Bankruptcy remote

This is an old revision of this page, as edited by Ahunt (talk | contribs) at 13:29, 20 September 2011 (Undid revision 449800267 by 70.36.134.175 (talk) can't see also a redlink). The present address (URL) is a permanent link to this revision, which may differ significantly from the current revision.

Bankruptcy remote is a term that describes the relative position of one company as it relates to bankruptcy vis-a-vis others within a corporate group, whereby the insolvency of the bankruptcy remote entity has as little economic impact as possible on other entities within the group. A bankruptcy remote entity is often a single-purpose entity.

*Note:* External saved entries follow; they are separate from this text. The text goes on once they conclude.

PR #113, opened 2024-03-04
Tiled writes during ingestion

XanthosXanthopoulos:
This PR adds tiled writes to TileDB arrays during non chunked ingestion. This change allows non chunked ingestion to run directly against a TileDB uri, fixing the `Entity too Large` constraint in REST. To avoid small writes and achieve network saturation the write domain tile can be scaled to write larger amounts of data at once.


ktsitsi (approved):
LGTM just a missed typo, and fix CI.

ktsitsi (approved):

XanthosXanthopoulos:
Write TileDB array in chunks [sc-42410]

PR #115, opened 2024-03-05
Fix duplicate channel ID

XanthosXanthopoulos:
This PR fixes a bug where a duplicate channel ID will be written in case of an image a channel with multiple samples per pixel


ktsitsi (approved):
LGTM

PR #120, opened 2024-05-02
Memory layout optimized TIFF reader

XanthosXanthopoulos:
TIFF files are either stored in striped or tiled format. Each segment (either tile or strip) is stored independently of the other segments which means that the logical order of the segments does not match the physical ordering inside the file. 

When we do chunked ingestion the image chunk we request is not contiguous in memory and the tifffile library does one request per segment to construct the image tile we request. For files stored on s3 the access pattern in suboptimal (many very small requests generally around 4KB).

This PR attempts to fix this by introducing a caching mechanism. The image file is read sequentially and each segment(compressed) is stored into a cache. Once enough segments are retrieved such that they fill an entire dimension, they are decoded and written to TileDB. The image reading and writing are decoupled but communicating the cap the memory usage and use resources more optimally.


ktsitsi (changes requested):
Generally LGTM just some minor things.

ktsitsi (approved):

PR #125, opened 2024-10-17
FIX: Use empty string as default for `sshdServiceLoadBalancerIP`

dstaroff:


Makefile
```diff
@@ -210,6 +210,9 @@ sync-version: yq ## Sync versions from file
 	@echo ')'                                               >> $(GO_CONST_VERSION_FILE)
 	@# endregion internal/consts
 
+.PHONY: sync-version-from-scratch
+sync-version-from-scratch: generate manifests helm sync-version ## Regenerates all resources and syncs versions to them
```
asteny, line 214: Do we need helmify here?
`make generate manifests helm helmify sync-version`

asteny (approved):

Makefile
dstaroff: `helmify` target ensures that you have [helmify](https://github.com/arttor/helmify) installed.
Then it's used in `helm` target to transform Kustomize output into Helm chart.
BTW, `helmify` target is a dependency of `helm` target.

PR #131, opened 2024-10-18
feature: slurm partition configuration

asteny:


api/v1/slurmcluster_types.go
```diff
@@ -68,6 +68,25 @@ type SlurmClusterSpec struct {
...
+}
+
+type PartitionConfiguration struct {
+	// ConfigType
+	// +kubebuilder:validation:Enum=default;custom
+	// +kubebuilder:validation:Optional
+	// +kubebuilder:default="default"
+	ConfigType string `json:"configType,omitempty"`
+	// RawConfig define partition configuration as raw multi string started with PartitionName
+	// Example:
```
rdjjke: This example is odd. Aren't PriorityTiers used for overlapping partitions?

config/crd/bases/slurm.nebius.ai_slurmclusters.yaml
```diff
@@ -1083,6 +1083,26 @@ spec:
...
+                    default: default
+                    description: ConfigType
+                    enum:
+                    - default
+                    - custom
+                    type: string
+                  rawConfig:
+                    description: |-
+                      RawConfig define partition configuration as raw multi string started with PartitionName
+                      Example:
```
rdjjke: Same comment as [here](https://github.com/nebius/soperator/pull/131/files#diff-9b6e2902200568f146ded160389e94de6f824f6e4a7c2f89ac86ab14c0062048R85)

helm/slurm-cluster/values.yaml
```diff
@@ -5,6 +5,15 @@ annotations: {}
...
 # Slurm cluster type. Can be now gpu or cpu
 clusterType: gpu
+# partitionConfiguration define partition configuration of slurm worker nodes
+# https://slurm.schedmd.com/slurm.conf.html#SECTION_PARTITION-CONFIGURATION
+partitionConfiguration:
+  # Could be default or custom
+  configType: "default"
+  # configuration as raw multi string started with PartitionName
+  # Example:
+  # PartitionName=low_priority Nodes=worker-[0-9] Default=YES MaxTime=INFINITE State=UP PriorityTier=1
```
rdjjke: Why the default partition is called "low_priority"?

helm/soperator-crds/templates/slurmcluster-crd.yaml
```diff
@@ -1082,6 +1082,26 @@ spec:
...
+                    description: ConfigType
+                    enum:
+                    - default
+                    - custom
+                    type: string
+                  rawConfig:
+                    description: |-
+                      RawConfig define partition configuration as raw multi string started with PartitionName
+                      Example:
+                      PartitionName=low_priority Nodes=worker-[0-9] Default=YES MaxTime=INFINITE State=UP PriorityTier=1
```
rdjjke: Same comment as [here](https://github.com/nebius/soperator/pull/131/files#diff-9b6e2902200568f146ded160389e94de6f824f6e4a7c2f89ac86ab14c0062048R85)

helm/soperator/crds/slurmcluster-crd.yaml
```diff
@@ -1082,6 +1082,26 @@ spec:
...
+                    description: ConfigType
+                    enum:
+                    - default
+                    - custom
+                    type: string
+                  rawConfig:
+                    description: |-
+                      RawConfig define partition configuration as raw multi string started with PartitionName
+                      Example:
+                      PartitionName=low_priority Nodes=worker-[0-9] Default=YES MaxTime=INFINITE State=UP PriorityTier=1
```
rdjjke: Same comment as [here](https://github.com/nebius/soperator/pull/131/files#diff-9b6e2902200568f146ded160389e94de6f824f6e4a7c2f89ac86ab14c0062048R85)

internal/values/validate.go
```diff
@@ -18,6 +20,21 @@ import (
 // Returns true if valid. Otherwise, false.
 func (c *SlurmCluster) Validate(ctx context.Context) error {
 	logger := log.FromContext(ctx)
+	// PartitionConfiguration
+	{
+		if c.PartitionConfiguration.ConfigType == "custom" {
+			scanner := bufio.NewScanner(strings.NewReader(c.PartitionConfiguration.RawConfig))
+			for scanner.Scan() {
+				line := scanner.Text()
+				if !strings.HasPrefix(line, "PartitionName") {
```
rdjjke, line 27: Shouldn't we skip empty lines? (or lines consisting of blank characters)

internal/render/common/configmap.go
```diff
@@ -113,7 +115,21 @@ func generateSlurmConfig(cluster *values.SlurmCluster) renderutils.ConfigFile {
...
+	res.AddProperty("JobRequeue", 1)
+	res.AddProperty("PreemptMode", "REQUEUE")
+	res.AddProperty("PreemptType", "preempt/partition_prio")
+	switch cluster.PartitionConfiguration.ConfigType {
+	case "default":
+		res.AddProperty("PartitionName", "main Nodes=ALL Default=YES MaxTime=INFINITE State=UP OverSubscribe=YES")
+	case "custom":
+		scanner := bufio.NewScanner(strings.NewReader(cluster.PartitionConfiguration.RawConfig))
+		for scanner.Scan() {
+			line := scanner.Text()
```
rdjjke: Same comment as [here](https://github.com/nebius/soperator/pull/131/files#diff-82653c79336d19d9bddd13c6b6749ad837799b6bd778a83d6d72e5fb96104262R29)

rdjjke (changes requested):

internal/values/validate.go
asteny: why do u want to have empty lines here?

rdjjke: If the partition configuration is long, the user may want to split it into blocks separated by empty lines

rdjjke: Maybe we should also ignore comment lines

helm/slurm-cluster/values.yaml
asteny: Because in this example u have 2 partitions high and low, and by default u will use low. Which names do u want see here?

api/v1/slurmcluster_types.go
asteny: Ok, I changed it

helm/slurm-cluster/values.yaml
rdjjke: Because this is an example of the "default" config. I expect a name like "default" or "main" (we have "main" now while it's not configurable)

asteny: But that's example of not default config) If configType - default doesn't matter what u will put on rawConfig. Ok I'll change comment here: `Example for custom ConfigType`

internal/values/validate.go
asteny: Changed. Now only if string started with PartitionName we will put it in config

internal/render/common/configmap.go
```diff
@@ -113,7 +115,24 @@ func generateSlurmConfig(cluster *values.SlurmCluster) renderutils.ConfigFile {
...
+	res.AddProperty("PreemptType", "preempt/partition_prio")
+	switch cluster.PartitionConfiguration.ConfigType {
+	case "default":
+		res.AddProperty("PartitionName", "main Nodes=ALL Default=YES MaxTime=INFINITE State=UP OverSubscribe=YES")
+	case "custom":
+		scanner := bufio.NewScanner(strings.NewReader(cluster.PartitionConfiguration.RawConfig))
+		for scanner.Scan() {
+			line := strings.TrimSpace(scanner.Text())
+
+			if strings.HasPrefix(line, "PartitionName") {
```
rdjjke, line 127: Why there is no validation anymore?

I think the logic should be such:
- Lines that start with "PartitionName" are partition configuration that is inserted into the slurm.conf
- Empty lines, lines of blank chars, and lines starting with "#" are ignored.

We should fail if a user tries to configure "PreemptMode" or anything else except "PartionName=....". Now such settings are just silently ignored, and I don't think it's a good idea.

api/v1/slurmcluster_types.go
```diff
@@ -68,6 +68,25 @@ type SlurmClusterSpec struct {
...
+	// +kubebuilder:validation:Enum=default;custom
+	// +kubebuilder:validation:Optional
+	// +kubebuilder:default="default"
+	ConfigType string `json:"configType,omitempty"`
+	// RawConfig define partition configuration as raw multi string started with PartitionName
+	// Example for custom ConfigType:
+	// PartitionName=low_priority Nodes=worker-[0-15] Default=YES MaxTime=INFINITE State=UP PriorityTier=1
+	// PartitionName=high_priority  Nodes=worker-[10-20] Default=NO MaxTime=INFINITE State=UP PriorityTier=2
+	// +kubebuilder:validation:Optional
+	RawConfig string `json:"rawConfig,omitempty"`
```
dstaroff: Maybe it is better to have it as `[]string` instead of multi-line string?

internal/render/common/configmap.go
asteny: You wrote exactly that I did in code) 

Why we should fail? We wrote example that config lines should have PartionName in the start of the line. And only them we get from config. How you want validate another string?

dstaroff (changes requested):

internal/render/common/configmap.go
rdjjke: OK, but what if the user writes "PartirionName=..." (with a mistake) -- this line will be ignored.

api/v1/slurmcluster_types.go
dstaroff: It gives:
- You won't need `scanner` anymore
  - As simple as `for range` loop
  - Line processing becomes more clear
- You can just add comment lines between config strings to separate blocks like it's said [here](https://github.com/nebius/soperator/pull/131#discussion_r1806632926)

internal/render/common/configmap.go
asteny: So, what will be if user write #PartirionName=..? 
Next question: where is better place for fail? In operator (here you need read logs of operator in order to understand what happen and where is an error) or in slurm (read that in sinfo command or in slurm log)?

rdjjke (approved):

rdjjke (approved):

Uburro (approved):

PR #151, opened 2024-10-29
perf(images): use multi-stage to reduce populate_jail image size

CrackedPoly:
After using multiple stages in docker build, we can reduce populate_jail image from ~20G to ~10G.

You should merge this as the size is laaaaarge.


images/populate_jail/populate_jail.dockerfile
```diff
@@ -1,14 +1,18 @@
 ARG BASE_IMAGE=ubuntu:jammy
 
+# Frist stage: untap jail_rootfs.tar
```
asteny: First

asteny (changes requested):
Hello! Thanks for your contribution. Please fix comment and lets merge it. I changed the branch to dev, because we have release process based on dev branch. We collecting changes in dev branch and then merge them all in main and build stable version of soperator. So, you changes will be in next release.

images/populate_jail/populate_jail.dockerfile
CrackedPoly: Done.

asteny (approved):

PR #152, opened 2024-10-30
feat: support ImagePullPolicy from manifest

CrackedPoly:
Hi people, I have added an extra field `ImagePullPolicy` in specs, so we can avoid always pulling images from the cloud.


Uburro:
LGTM 
@CrackedPoly thanks!

Uburro (approved):

PR #161, opened 2024-11-04
hotfix: fix required Limit must be set for non overcommitable 

Uburro:
fix required value Limit must be set for non overcommitable  resource and if limits empty  pass to empty resource list

### DIFF
--- a/internal/render/common/limits.go
+++ b/internal/render/common/limits.go
@@ -1,0 +1,18 @@
+package common
+
+import (
+	corev1 "k8s.io/api/core/v1"
+)
+
+func CopyNonCPULimits(resourceList corev1.ResourceList) corev1.ResourceList {
+	// Create a copy of all the resources except CPU.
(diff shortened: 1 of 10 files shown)


asteny (dismissed):

internal/render/common/limits.go
```diff
@@ -0,0 +1,18 @@
+package common
+
+import (
+	corev1 "k8s.io/api/core/v1"
+)
+
+func CopyNonCPULimits(resourceList corev1.ResourceList) corev1.ResourceList {
```
rdjjke: What about naming it "ExcludeCPU" or "CopyNonCPUResources? "CopyLimits" is used a little bit wrongly here IMO, because it takes not "limits", but "resources".

The fact that excluding CPU from resources may be useful for setting container limits can be mentioned in the comment to this function (not in a comment inside the function body).

rdjjke (approved):

PR #164, opened 2024-11-04
MSP-3261: add apparmor profile

Uburro:
Add an AppArmor profile to prevent the modification of libnvidia libraries to versions not installed by the NVIDIA operator.


internal/render/worker/statefulset.go
```diff
@@ -110,3 +103,21 @@ func RenderStatefulSet(
...
 	}, nil
 }
+
+// BuildAnnotations returns a map of annotations for the Slurm worker pods
+func BuildAnnotations(clusterName string) map[string]string {
+	annotations := map[string]string{
+		consts.DefaultContainerAnnotationName: consts.ContainerNameSlurmd,
+	}
+
+	// Always set the annotation for ContainerNameMunge to unconfined
```
asteny, line 113: May be lets do that for all containers and remove that comment?

asteny:
Lets bump version to 1.15.1?

internal/render/worker/statefulset.go
Uburro: it has already unconfined for all containers except Slurmd in apapparmor profile case

PR #169, opened 2024-11-07
MSP-2609: add flux for local development soperator

Uburro:
values for resources and url will be add in next PR


flux/clusters/single-node/slurm-vars.yaml
```diff
@@ -0,0 +1,162 @@
...
+        requiredDuringSchedulingIgnoredDuringExecution:
+          nodeSelectorTerms:
+            - matchExpressions:
+                - key: kubernetes.io/os
+                  operator: In
+                  values:
+                    - linux
+
+volumeSources:
+- name: jail
```
asteny, line 21: tab?)

flux/clusters/single-node/apps-variables.ini
```diff
@@ -0,0 +1,20 @@
+soperator_suspended=false
+slurm_cluster_suspended=false
+cert_manager_suspended=false
+monitoring_suspended=false
+
+# version of the soperator to install
+soperator_version=1.15.1-8b29c649
```
asteny, line 7: May be we should add some version sync string to the Make file in order to update version here

asteny (changes requested):

PR #190, opened 2024-11-20
Set UseInfiniband defaul - true

asteny:


helm/slurm-cluster/values.yaml
```diff
@@ -105,9 +105,9 @@ periodicChecks:
       # NCCL timeout in its special format. By default, 20 minutes
       timeout: "20:00"
       # Threshold for benchmark result that must be guaranteed. CronJob will fail if the result is less than the threshold
-      thresholdMoreThan: "400"
+      thresholdMoreThan: "0"
```
rdjjke, line 108: It shouldn't be zero by default. Because it means that in any result, all nodes will be drained

rdjjke: Oh sorry I’m wrong. It’s actually vise versa

rdjjke (approved):

dstaroff (approved):

PR #212, opened 2024-12-03
MSP-3191: add webhook protect delete secret mariadb

Uburro:


api/v1/slurmcluster_types.go
```diff
@@ -441,6 +441,13 @@ type MariaDbOperator struct {
 	// +kubebuilder:validation:Optional
 	Enabled bool `json:"enabled"`
 
+	// If enabled, secret cannot be deleted until custom resource slurmcluster is deleted
+	//
+	// +kubebuilder:validation:Optional
+	// +kubebuilder:default="false"
```
asteny, line 447: May be it should be true?

Uburro: If set to true by default, it will break old clusters where the secret was generated by the MariaDB operator.

asteny: But without enabling the option, nobody will use it. May be we should manually recreate secrets for our clients? And write this information to release

Uburro: >  nobody will use it. May be we should manually recreate secrets for our clients? And write this information to release

why nobody? we will in new clusters

PR #228, opened 2024-12-09
Set compute instance name as slurm InstanceId

asteny:


images/worker/slurmd_entrypoint.sh
```diff
@@ -89,12 +89,15 @@ else
     echo "Skipping GPU detection"
 fi
 
+echo "Delete previous node config from memory if exists"
```
rdjjke: This is actually not from a memory, but from the controller's state, which is stored on a disk

rdjjke (dismissed):

Uburro (approved):

dstaroff (approved):

PR #231, opened 2024-12-11
MSP-3272: Support GDRCopy + preinstall more tools

rdjjke:


Uburro (dismissed):

Uburro (approved):

images/common/scripts/install_gdrcopy.sh
```diff
@@ -0,0 +1,10 @@
+#!/bin/bash
```
asteny, line 1: https://github.com/NVIDIA/gdrcopy?tab=readme-ov-file#deb-package

rdjjke: It requires a driver package to be installed. But we can't do this in K8s, because this driver is propagated by nvidia GPU operator

asteny: Same as from source: ```Compiling the gdrdrv driver requires the NVIDIA driver source code, which is typically installed at /usr/src/nvidia-<version>. ```  https://github.com/NVIDIA/gdrcopy?tab=readme-ov-file#notes

rdjjke: This is about compiling the gdrdrv driver and that it needs source codes. But we don't compile/install the driver, it's propagated by GPU operator. We install gdrcopy libraries & test executables.
Deb packages for these libs & exes have a dependency on the package with gdrdrv driver, that we can't install inside k8s containers.

rdjjke: So, I tried to install it as you suggested, but it doesn't work.

rdjjke: This issue is about docker, not K8s, but anyway: https://github.com/NVIDIA/gdrcopy/issues/197

asteny (approved):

In practice, due to the concept of limited liability, most companies in developed legal systems will be de facto bankruptcy remote from other members of the group (except in limited circumstances where creditors are permitted to pierce the corporate veil). However, in financial structuring, references to bankruptcy remoteness usually imply additional steps being taken to protect group members from attendant liability, such as by using an orphan structure to remove the legal ownership of the bankruptcy remote vehicle from the group, whilst retaining the economic benefits of it. Such structures are used where the vehicle's activities may give liability to the group as a whole, for example, under certain environmental protection legislation, or in relation to tax liabilities in certain countries.

Commercial mortgage loans often require that the properties financed be placed in special limited liability companies (LLCs) or corporations which are bankruptcy remote from the h-omeowner(s), to allow the lender to seize the property in the event of loan payment failures and not be stopped from property seizure by the home-owner's filing of bankruptcy.